The adversary observes the network volume (number of onions each client and relay are sending and receiving), along with routing information (who each relay are sending to/receiving from each round). Each round, the adversary updates the probability distribution of where the message-bearing onion is likely located. The adversary's goal is to determine the most probable client $[C_2...C_N]$ that received a message-bearing onion from $C_1$.

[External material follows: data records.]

PR #619, opened 2024-02-24
bump PyQt5 to version 5.15.10

t0mpr1c3:
Not immediately necessary, but the upgrade seems to work on Windows.


dl1com (approved):

dl1com:
If it seems to work, no reason to wait...let's see if it breaks :D

Issue #635, opened 2024-03-13
[BUG] Appimage 0.99.0-rc4 does not launch


dl1com:
When trying to run AppImage 0.99.0-rc4 in Debian testing, it throws an error regarding Python 3.8. (Although this release is/should be based on 3.11)

```bash
chmod a+x AYAB-0.99.0-rc4-x86_64.AppImage 
./AYAB-0.99.0-rc4-x86_64.AppImage 
/tmp/.mount_AYAB-0NMKAkp/AppRun: line 14: opt/python3.8/bin/fbs: No such file or directory

```

dl1com:
Working in 1.0.0-beta1

PR #636, opened 2024-03-13
Fix AppImage Python Version

X-sam:
idk much about desktop linux appimages but this theoretically addresses #635


dl1com:
Lgtm, worth a try

dl1com (approved):

PR #637, opened 2024-03-14
Add typing

X-sam:
This adds fairly comprehensive typing to ayab-desktop. 
In a local environment, you can test by running `mypy src/main/python` .

PR #638, opened 2024-03-16
Be More Opinionated About Linting

X-sam:
This switches us from `yapf` to `black` (for deterministic formatting on github actions runners), formats the ever-loving shizz out of the codebase, and resolves all issues flake8 raises. It also updates our pre-commit config to match the tools we're using- `flake8`, `black`, and `mypy`.
This is dependent on #637

### DIFF
--- a/.flake8
+++ b/.flake8
@@ -1,0 +1,5 @@
+[flake8]
+max-line-length = 80
+extend-select = B950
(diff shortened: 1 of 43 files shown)


dl1com (approved):
Lots of changes 😅 lgtm

PR #654, opened 2024-04-07
Reset number of colors and start row on loading new image

### LINKED ISSUE #599: [BUG] After loading a new image, the number of colours and start row do not reset to their initial values
**Environment**
AYAB software version: current
Computer/OS: all
Knitting machine: -
AYAB hardware: -

**Describe the bug**
After you load a new image, the options panel is supposed to reset to the default settings. (It doesn't: that's a bug, and I have submitted #598 to fix it.) But there are other settings that don't have defaults, such as number of colours, and start row. These should also be reset (to the starting values, 2 and 1 respectively) after loading a new image because the new image might have fewer colours/rows than the previous image, so the values could be invalid.

**To Reproduce**
1. Load a three-colour image.
2. Change number of colours to 3.
3. Load a two-colour image.

**Expected behavior**
The number of colours should reset to 2. The start row should reset to 1.

t0mpr1c3:
Closes #599

### DIFF
--- a/src/main/python/ayab/ayab.py
+++ b/src/main/python/ayab/ayab.py
@@ -190,6 +190,10 @@ class GuiMain(QMainWindow):
         """Flip image horizontally."""
         self.scene.reverse()
 
+    def got_image(self) -> None:
+        """Reset image."""
+        self.engine.config.reset_image()
+
     def update_start_row(self, start_row: int) -> None:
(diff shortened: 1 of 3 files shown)


dl1com:
Setting to draft as it seems there is still discussion ongoing in #599, plus a rebase of the branch is necessary before merge.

Computing the Adversary's Advantage

  • We aim to compute the ratio that the adversary is correct (i.e., the "advantage").
  • The "advantage" is essentially a measure of how well the adversary can use the observed data to make correct assumptions about which client sent the onion.
  • This is ideally bounded by $e^\epsilon$.

Installation (for development)

Clone the repository:

git clone https://github.com/HannahMarsh/pi_t-experiment.git;
cd pi_t-experiment

Install dependencies:

bash go mod tidy

Build the project:

go build -v ./...

Development

Run tests:

go test -v ./...

Usage

All configurations are set in the config/config.yaml file.

Running the Bulletin Board

go run cmd/bulletin-board/main.go -logLevel=<logLevel>
  • Options:
    • <logLevel>: (optional) The logging level (e.g., "info", "debug", "warn", "error").

Running a Relay

go run cmd/relay/main.go -id=<id> -logLevel=<logLevel>
  • Options:
    • <id>: The unique identifier for the relay.
    • <logLevel>: (optional) The logging level (e.g., "info", "debug", "warn", "error").

Running a Client

go run cmd/client/main.go -id=<id> -logLevel=<logLevel>
  • Options:
    • <id>: The unique identifier for the client.
    • <logLevel>: (optional) The logging level (e.g., "info", "debug", "warn", "error").

Running the Metric Collector (Scrapes Prometheus endpoints for Clients and relays)

go run cmd/metrics/main.go -logLevel=<slogLevel>
  • Options:
    • <logLevel>: (optional) The logging level (e.g., "info", "debug", "warn", "error").

Running the Browser-Based Visualization Server

go run cmd/visualizer/visualizer.go -port <port>
  • Options:
    • <port>: The port number for the visualization server. Access at http://localhost:<port>.

Endpoints

Bulletin Board

  • Register Client: POST /registerClient
  • Register Relay: POST /registerRelay

Relay & Client

  • Receive Onion: POST /receive
  • Get Status: GET /status
  • Start Run: POST /start
  • Prometheus Metrics: GET /metrics - Note that this is served on a different port which is specified in the config.yml file

When implementing the onion routing protocol, it helps to run the visualization server in real time to view the messages and onions processes by each client and relay. For a small number of clients/relays, this makes debugging the protocol easier.

Obviously, it is not recommended to run the visualization program once we deploy the simulation in a distributed environment (with potentially hundreds of relays and rounds).


References

  • [ALU24] - Ando M, Lysyanskaya A, Upfal E. Bruisable Onions: Anonymous Communication in the Asynchronous Model. Cryptology ePrint Archive. 2024.
  • [TGL+17] - Nirvan Tyagi, Yossi Gilad, Derek Leung, Matei Zaharia, and Nickolai Zeldovich. Stadium: A distributed metadata-private messaging system. In Proceedings of the 26th Symposium on Operating Systems Principles, Shanghai, China, October 28-31, 2017, pages 423–440. ACM, 2017.
  • [vdHLZZ15] - Jelle van den Hooff, David Lazar, Matei Zaharia, and Nickolai Zeldovich. Vuvuzela: scalable private messaging resistant to traffic analysis. In Ethan L. Miller and Steven Hand, editors, Proceedings of the 25th Symposium on Operating Systems Principles, SOSP 2015, Monterey, CA, USA, October 4-7, 2015, pages 137–152. ACM, 2015.